▶ Exercise data
[Start of Attachment]

PR #1348, opened 2023-03-20
Remove duplicate tests

tourdedave:
[Trello](https://trello.com/c/dUGbA7TW/84-support-cypress-retry-mechanism), [GCT](https://github.com/applitools/sdk.coverage.tests/pull/182)
(a.k.a. support test framework retries)

- [x] add functionality in core
- [x] expose functionality through eyes-api
- [x] stabilize new generic coverage tests for at least one SDK (e.g., wdio)
- [x] add support in cypress
- [ ] finalize property that is exposed to the user (re: [this comment](https://github.com/applitools/eyes.sdk.javascript1/pull/1348#issuecomment-1487412024)) (waiting on a response from @benbabayoff8)
- [ ] incorporate final PR feedback


js/packages/core/src/separate-duplicate-results.ts
kyrylodolynskyi, line 1: This file should go to the utils folder, the root level is just for the actual commands that will be user-facing.

js/packages/core/src/separate-duplicate-results.ts
```diff
@@ -0,0 +1,28 @@
...
+  let duplicates: result[] = []
+  batches.forEach(batchId => {
+    const batchResults = results.filter((r: result) => r?.result?.batchId === batchId)
+    const batchBaselines = new Set(results.map((r: result) => r?.result?.baselineId))
+    batchBaselines.forEach(baselineId => {
+      const batchResultsByBaseline = batchResults
+        .filter((r: result) => r?.result?.baselineId === baselineId)
+        .sort(
+          (a: result, b: result) =>
+            new Date(b?.result?.startedAt as Date).valueOf() - new Date(a?.result?.startedAt as Date).valueOf(),
```
kyrylodolynskyi, line 15: instead on `new Date(startedAt).valueOf()` I recommend `Date.parse(startedAt)`

kyrylodolynskyi (commented):
I understand it is a draft. Just wanna leave here a few comments.

js/packages/core/src/separate-duplicate-results.ts
tourdedave: 💯

js/packages/core/src/get-manager-results.ts
```diff
@@ -48,6 +49,32 @@ export function makeGetManagerResults<TSpec extends SpecType, TType extends 'cla
       }),
     )
 
+    let results
+    const {keepDuplicateTests} = storage[0]?.test
+    if ((settings?.removeDuplicateTestsPerBatch, !keepDuplicateTests)) {
+      const [updatedResults, duplicateResults] = separateDuplicateResults(containers.flat())
+      results = updatedResults
+      if (duplicateResults?.length) {
+        const {serverUrl, apiKey, proxy} = storage[0]?.test?.server
```
kyrylodolynskyi, line 58: This couldn't be right... There might be different server urls and api keys.

js/packages/core/src/get-manager-results.ts
```diff
@@ -48,6 +49,32 @@ export function makeGetManagerResults<TSpec extends SpecType, TType extends 'cla
...
+              settings: {
+                testId: dup?.result?.id as string,
+                batchId: dup?.result?.batchId as string,
+                secretToken: dup?.result?.secretToken as string,
+                serverUrl,
+                apiKey,
+                proxy,
+              },
+            })
+          }
```
kyrylodolynskyi, line 71: Why not delete tests in parallel?

js/packages/core-base/src/types.ts
```diff
@@ -281,6 +282,7 @@ export interface AbortSettings extends ReportSettings {
 export interface GetResultsSettings {
   /** @internal */
   userCommandId?: string
+  removeDuplicateTestsPerBatch?: boolean
```
kyrylodolynskyi, line 285: This is the wrong place for this property. `core-base` doesn't know anything about managers, this type is used in `eyes.getResults()` not `manager.getResults()`

js/packages/core/src/make-manager.ts
```diff
@@ -17,6 +17,7 @@ type Options<TSpec extends SpecType> = {
   agentId?: string
   cwd?: string
   logger: Logger
+  removeDuplicateTestsPerBatch?: boolean
```
kyrylodolynskyi, line 20: As we decided. This is unnecessary here.

js/packages/core/src/get-manager-results.ts
```diff
@@ -48,6 +49,32 @@ export function makeGetManagerResults<TSpec extends SpecType, TType extends 'cla
       }),
     )
 
+    let results
+    const {keepDuplicateTests} = storage[0]?.test
```
kyrylodolynskyi, line 53: This property could be different for every test

js/packages/core/src/get-manager-results.ts
```diff
@@ -48,6 +49,32 @@ export function makeGetManagerResults<TSpec extends SpecType, TType extends 'cla
...
+      results = updatedResults
+      if (duplicateResults?.length) {
+        const {serverUrl, apiKey, proxy} = storage[0]?.test?.server
+        if (serverUrl && apiKey) {
+          for (const dup of duplicateResults) {
+            await core.deleteTest({
+              settings: {
+                testId: dup?.result?.id as string,
+                batchId: dup?.result?.batchId as string,
+                secretToken: dup?.result?.secretToken as string,
```
kyrylodolynskyi, line 65: No need for type casting here.

kyrylodolynskyi (changes requested):

js/packages/core/src/get-manager-results.ts
tourdedave: Okay. So, what do you recommend?

js/packages/core-base/src/types.ts
tourdedave: So where does it need to go?

```
src/get-manager-results.ts:54:20 - error TS2339: Property 'removeDuplicateTestsPerBatch' does not exist on type 'GetResultsSettings<TType>'.

54     if ((settings?.removeDuplicateTestsPerBatch, !keepDuplicateTests)) {
                      ~~~~~~~~~~~~~~~~~~~~~~~~~~~~


Found 1 error in src/get-manager-results.ts:54
```

kyrylodolynskyi: To the core's (not `core-base`) type - `GetResultsSettings`

js/packages/core/src/get-manager-results.ts
tourdedave:
```
src/get-manager-results.ts:63:17 - error TS2322: Type 'string | undefined' is not assignable to type 'string'.
  Type 'undefined' is not assignable to type 'string'.

63                 testId: dup?.result?.id,
                   ~~~~~~

src/get-manager-results.ts:64:17 - error TS2322: Type 'string | undefined' is not assignable to type 'string'.
  Type 'undefined' is not assignable to type 'string'.

64                 batchId: dup?.result?.batchId,
                   ~~~~~~~

src/get-manager-results.ts:65:17 - error TS2322: Type 'string | undefined' is not assignable to type 'string'.
  Type 'undefined' is not assignable to type 'string'.

65                 secretToken: dup?.result?.secretToken,
                   ~~~~~~~~~~~


Found 3 errors in the same file, starting at: src/get-manager-results.ts:63
```

js/packages/core-base/src/types.ts
tourdedave: But the way core's `GetResultsSettings` are written derive their values from what is in `core-base` through a ternary operator. It's unclear to me what action I should take.

```
export type GetResultsSettings<TType extends 'classic' | 'ufg'> = (TType extends 'ufg'
  ? UFGCore.GetResultsSettings
  : ClassicCore.GetResultsSettings) & {throwErr?: boolean}
```

kyrylodolynskyi: You can see that core's `GetResultsSettings` extends ufg's `GetResultsSettings` or classic's `GetResultsSettings` with `throwErr` property, you should simply add also your property allong the declaration of `throwErr`.

js/packages/core/src/get-manager-results.ts
kyrylodolynskyi: I recommend marking the test results with this flag, so you can understand what to do with the result object (remove or not)

js/packages/core/src/get-manager-results.ts
kyrylodolynskyi: Ah, I admit it. The `TestResult` type has a shitty declaration where every property is optional.

js/packages/core-base/src/types.ts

[End of Attachment]

▶ What you are asked to do
From the very first line of the records down to the line with "- [x] expose functionality through eyes-api", please write out each line exactly, including both ends and no other lines.

▶ Answer to the exercise
PR #1348, opened 2023-03-20
Remove duplicate tests

tourdedave:
[Trello](https://trello.com/c/dUGbA7TW/84-support-cypress-retry-mechanism), [GCT](https://github.com/applitools/sdk.coverage.tests/pull/182)
(a.k.a. support test framework retries)

- [x] add functionality in core
- [x] expose functionality through eyes-api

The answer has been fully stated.